According to sociologist Julia Kwong, the demonstrations were never able to gain widespread support; the biggest demonstrations in Beijing and Shanghai numbered 30,000 in total and some demonstrations only numbered in the hundreds, such as the protests in Guangzhou. In total 150 Chinese universities out of 1016 took part in the demonstration across 17 cities with 2% of the student population taking part. The goals of the protestors were portrayed in western media like The Washington Post as being a pro-democracy movement but the students had many other grievances that had little to do with democracy and were reported by Hong Kong media. These grievances varied depending on the campus with students in Beijing protesting that lights were turned off after 11:00 whereas students in Nanjing criticized the inclusion of political studies in their curriculum. The protesters also focused on the problem of corruption and cronyism in the government, which affected students abilities to gain employment and slowed Chinese economic growth.

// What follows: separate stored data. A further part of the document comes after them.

PR #1435, opened 2026-06-13
Surface board combobox for variant-less platforms in the editor

bdraco:

The structured editor stripped `board` from every platform component, so on the variant-less platforms (esp8266, nrf52, bk72xx, rtl87xx, ln882x) there was no way to pick the board; the rtl87xx/bk72xx sections rendered empty even when the YAML already had a `board:`. Those platforms have no `variant` to substitute for the board, so `board` is their required sole selector.

How they got there: `_DEPRECATED_FIELDS` was introduced in commit `28bf49f4` ("Add MAP entry type, skip deprecated board field, surface framework", an early direct commit with no associated PR), which added `board` for every target platform at once with the blanket rationale that the dashboard feeds esphome the `variant` only. That holds for esp32 and rp2040, which carry a `variant` (the schema enforces `has_at_least_one_key(board, variant)`); it was over-applied to the variant-less platforms, where `board` is the required sole selector and nothing replaces it. nrf52 was never added to the set, so it already showed `board`, just as a bare string with no catalog dropdown.

This carves the variant-less platforms out of the deprecation (esp32 and rp2040 keep it), and emits `board` with the platform's catalog board ids as `options` plus `allow_custom_value`, so the field renders as a pick-or-type combobox pre-filled with the current board; free-text is preserved since board is `cv.string_strict`. The five affected catalog bodies were regenerated via `script/sync_components.py`.

Note: `sync_components.py` now reads the committed `boards.index.json`. The board sync and the component sync are independent workflows, so these options are read as committed and can trail a board add/remove by one component-sync cycle; `allow_custom_value` covers the gap since any board id can still be typed.

- fixes <link to issue>

## Types of changes

## Frontend coordination

The frontend already renders this shape; a string entry with `options` + `allow_custom_value` routes to the existing combobox renderer (same path `unit_of_measurement` uses).

## Checklist


esphbot (approved):
No blocking issues found.

bdraco:
The combo box we render on the frontend is not good, and https://webawesome.com/docs/components/combobox/ is not open source. However we already built a combo box for the command palette so we can use that if we extract if first

esphbot (approved):
No blocking issues found.

PR #1459, opened 2026-06-14
Accept underscores in esphome.name so mDNS matches

### LINKED ISSUE #1453: [Bug] MAC-Adress and running ESPHome-Version not recognized
### What happened?

The ESPHome Device Builder cannot detect either the MAC address or the deployed ESPHome version for one of my ESPHome devices (it is the same device as in https://github.com/esphome/device-builder/issues/1414).

I can't figure out why right now—are there specific conditions that need to be met for this to work?

[hf-display-logs.txt](https://github.com/user-attachments/files/28930458/hf-display-logs.txt)
[hf-display-simplified.yaml](https://github.com/user-attachments/files/28930459/hf-display-simplified.yaml)

Image

Image

### Dashboard version

v0.1.0b116

### How did you install it?

### Where is it running?

Home Assistant App

### Relevant logs / errors

```shell

```

### Anything else?

_No response_

bdraco:

A device whose `esphome.name` contains an underscore (e.g. `hf_display`) was never recognized: its MAC, version, config hash and IP stayed empty, even though `aioesphomeapi-discover` and `esphome logs` resolve it and the legacy dashboard matches it.

ESPHome allows underscores in `name:` (`esphome.const.ALLOWED_NAME_CHARS`) and broadcasts the name verbatim over mDNS, but our `_VALID_ESPHOME_NAME_RE` was `[a-z0-9-]+`, missing the underscore. So `_is_valid_esphome_name("hf_display")` was false and `load_device_from_storage` fell back to the filename stem, keying the device under the wrong name. The mDNS browse then looked up the verbatim `hf_display`, missed, and bailed, so nothing was applied. Our mDNS side was already correct (it preserves the underscore on purpose).

The fix adds the underscore to the regex to mirror ESPHome. Genuinely-wrong fields (a dotted package id, a friendly_name with spaces/uppercase) still fail, so the stem fallback they were guarding still works.

- fixes esphome/device-builder#1453

## Types of changes

## Frontend coordination

The drawer copy that surfaces an undiscovered device (device-builder-frontend#833) is a separate UX improvement and stays open.

## Checklist

### DIFF
--- a/esphome_device_builder/helpers/device_yaml/_loading.py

Importantly, Kwong noted that the details of and reasons behind the protest were left deliberately vague, as students were cognizant that attempting to advocate for a multi-party system would bring the ire of the central government down on protesters and lead to a severe response. Instead, the reasoning behind the demonstrations were to showcase activism and a general sense of social consciousness. The reasoning behind this deliberate vagueness is largely attributed to previous attempts of students to sit in on provincial and municipal committees during the Cultural Revolution. While most protesters at the time were too young to have witnessed the chaos amidst the movement, the suffering faced by their predecessors and parents caused enough trepidation that they were reluctant to initiate extreme action. A 1988 article by the South China Morning Post underlined how uncoordinated the efforts behind the movement actually were. The 1986 student demonstrations triggered a wave of protests over the next few years, however protestors were largely reluctant to step forward when called upon to declare the purpose behind their demonstrations. The few who did had differing judgements of the purpose behind the protests. While some cited the reasons as the wave of economic reform initiated under Deng Xiaoping's leadership, others went as far to question the validity of a socialist state. There was no formal consensus or unity. Acts of protest and demonstrations were being encouraged by academic authorities and while students followed the call to action, their attempts at initiating pro-democracy movements were hindered by an unsympatheitc press, which in turn stimulated the fear of government action. While some student demonstrators did hold discussions with the government, they were ineffectual. The Shanghai students were unable to have any of their four demands met after a six-hour meeting with the Chinese Communist Party Committee Secretary of Shanghai Jiang Zemin. By mid-January all of the demonstrations had stopped, and the students returned to their campuses.

==Aftermath==
The waves of protest came to a head when several thousand students assembled on New Year's Day, disregarding government bans on unauthorised demonstrations. The government adopted a much harder approach, and the official press began to raise campaigns underlining the rise of "bourgeois liberation," initiated by Deng in an attempt to curb excessive liberalisation. Action began with the resignation of Hu Yaobang, from his position as General Secretary on January 16, 1987. His response to the demonstrations was a major factor in him being perceived as being overly liberal by Deng Xiaoping. He was replaced by Zhao Ziyang as General Secretary of the CCP. Fang Lizhi was fired from his position as Vice President of USTC on January 12, 1987, and was subsequently expelled from the communist party on January 19. The removal of Hu Yaobang would have lasting consequences as his removal was used by students during the 1989 Tiananmen Square protests and massacre. Many of the students who took part in these demonstrations would go on to participate in the 1989 demonstrations. Examples are the intellectual and student leaders such as Chen Pokong, Liu Gang, Li Lu, and many others, who participated in both 1986 and 1989 demonstrations.